### Problem:
The exercise asks you to copy every line below in which "implementation" appears.

[Stored items]
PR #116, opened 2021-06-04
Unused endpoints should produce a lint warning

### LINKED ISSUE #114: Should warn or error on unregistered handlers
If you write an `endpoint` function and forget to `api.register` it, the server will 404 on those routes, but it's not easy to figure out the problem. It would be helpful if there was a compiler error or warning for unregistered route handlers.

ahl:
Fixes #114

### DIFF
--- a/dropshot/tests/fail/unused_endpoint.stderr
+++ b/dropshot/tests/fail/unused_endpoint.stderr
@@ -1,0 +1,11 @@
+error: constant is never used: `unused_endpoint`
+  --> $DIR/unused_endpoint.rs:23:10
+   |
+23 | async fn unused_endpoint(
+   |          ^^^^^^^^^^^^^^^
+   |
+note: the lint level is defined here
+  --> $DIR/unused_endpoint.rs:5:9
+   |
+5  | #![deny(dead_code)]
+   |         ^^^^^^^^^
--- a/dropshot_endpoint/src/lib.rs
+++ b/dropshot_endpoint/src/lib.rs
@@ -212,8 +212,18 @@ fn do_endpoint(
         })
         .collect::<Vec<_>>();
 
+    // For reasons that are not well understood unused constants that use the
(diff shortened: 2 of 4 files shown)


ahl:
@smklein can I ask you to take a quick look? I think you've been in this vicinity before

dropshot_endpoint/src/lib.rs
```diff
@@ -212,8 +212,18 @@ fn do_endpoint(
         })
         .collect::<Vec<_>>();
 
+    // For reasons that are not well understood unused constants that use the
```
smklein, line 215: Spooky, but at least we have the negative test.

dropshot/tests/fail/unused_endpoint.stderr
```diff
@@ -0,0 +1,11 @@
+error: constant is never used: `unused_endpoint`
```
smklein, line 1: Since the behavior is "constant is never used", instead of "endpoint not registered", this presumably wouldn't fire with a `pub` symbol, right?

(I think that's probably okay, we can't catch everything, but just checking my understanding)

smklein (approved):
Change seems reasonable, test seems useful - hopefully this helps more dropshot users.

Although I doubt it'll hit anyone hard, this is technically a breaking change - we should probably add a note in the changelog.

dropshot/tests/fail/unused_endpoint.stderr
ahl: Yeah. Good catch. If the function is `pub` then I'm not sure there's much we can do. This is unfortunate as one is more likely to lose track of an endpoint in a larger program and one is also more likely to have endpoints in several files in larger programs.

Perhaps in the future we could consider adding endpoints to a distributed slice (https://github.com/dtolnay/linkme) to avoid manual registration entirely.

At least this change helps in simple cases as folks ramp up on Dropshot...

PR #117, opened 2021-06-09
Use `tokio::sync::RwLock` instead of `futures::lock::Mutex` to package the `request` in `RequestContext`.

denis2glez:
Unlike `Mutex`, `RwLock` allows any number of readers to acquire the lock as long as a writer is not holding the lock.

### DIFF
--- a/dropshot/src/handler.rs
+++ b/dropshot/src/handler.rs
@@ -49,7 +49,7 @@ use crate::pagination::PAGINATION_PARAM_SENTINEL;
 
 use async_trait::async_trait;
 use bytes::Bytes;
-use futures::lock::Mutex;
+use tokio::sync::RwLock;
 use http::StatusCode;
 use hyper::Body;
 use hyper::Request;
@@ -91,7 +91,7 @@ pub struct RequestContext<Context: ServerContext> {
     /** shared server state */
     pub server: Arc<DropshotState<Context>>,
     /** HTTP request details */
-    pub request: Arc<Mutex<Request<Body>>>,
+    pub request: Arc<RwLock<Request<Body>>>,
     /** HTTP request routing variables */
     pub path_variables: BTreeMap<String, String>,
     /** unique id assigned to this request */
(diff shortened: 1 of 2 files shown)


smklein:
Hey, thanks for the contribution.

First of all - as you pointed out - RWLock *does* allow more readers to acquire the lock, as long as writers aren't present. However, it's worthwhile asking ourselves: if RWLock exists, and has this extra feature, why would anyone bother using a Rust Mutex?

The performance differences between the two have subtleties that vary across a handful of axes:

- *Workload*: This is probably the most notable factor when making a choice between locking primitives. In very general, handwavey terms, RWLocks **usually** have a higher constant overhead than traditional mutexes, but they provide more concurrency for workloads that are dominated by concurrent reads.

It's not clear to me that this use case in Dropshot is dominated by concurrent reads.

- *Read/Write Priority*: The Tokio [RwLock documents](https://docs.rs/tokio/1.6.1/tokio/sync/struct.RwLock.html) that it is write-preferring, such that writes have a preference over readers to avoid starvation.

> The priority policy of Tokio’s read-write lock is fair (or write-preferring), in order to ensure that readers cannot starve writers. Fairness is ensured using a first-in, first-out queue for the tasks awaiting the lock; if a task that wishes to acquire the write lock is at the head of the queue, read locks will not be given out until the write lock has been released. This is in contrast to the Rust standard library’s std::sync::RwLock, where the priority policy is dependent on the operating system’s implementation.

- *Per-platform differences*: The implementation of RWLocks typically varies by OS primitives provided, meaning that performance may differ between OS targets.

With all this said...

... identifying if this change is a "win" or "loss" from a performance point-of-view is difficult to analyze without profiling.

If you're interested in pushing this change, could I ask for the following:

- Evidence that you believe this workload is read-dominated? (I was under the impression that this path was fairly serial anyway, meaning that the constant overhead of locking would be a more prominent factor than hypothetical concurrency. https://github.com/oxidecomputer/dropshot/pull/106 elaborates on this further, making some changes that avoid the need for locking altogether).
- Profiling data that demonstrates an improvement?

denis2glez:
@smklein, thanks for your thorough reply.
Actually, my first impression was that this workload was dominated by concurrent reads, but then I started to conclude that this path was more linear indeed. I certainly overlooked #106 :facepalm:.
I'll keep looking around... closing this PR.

### The completed task:
> The priority policy of Tokio’s read-write lock is fair (or write-preferring), in order to ensure that readers cannot starve writers. Fairness is ensured using a first-in, first-out queue for the tasks awaiting the lock; if a task that wishes to acquire the write lock is at the head of the queue, read locks will not be given out until the write lock has been released. This is in contrast to the Rust standard library’s std::sync::RwLock, where the priority policy is dependent on the operating system’s implementation.
- *Per-platform differences*: The implementation of RWLocks typically varies by OS primitives provided, meaning that performance may differ between OS targets.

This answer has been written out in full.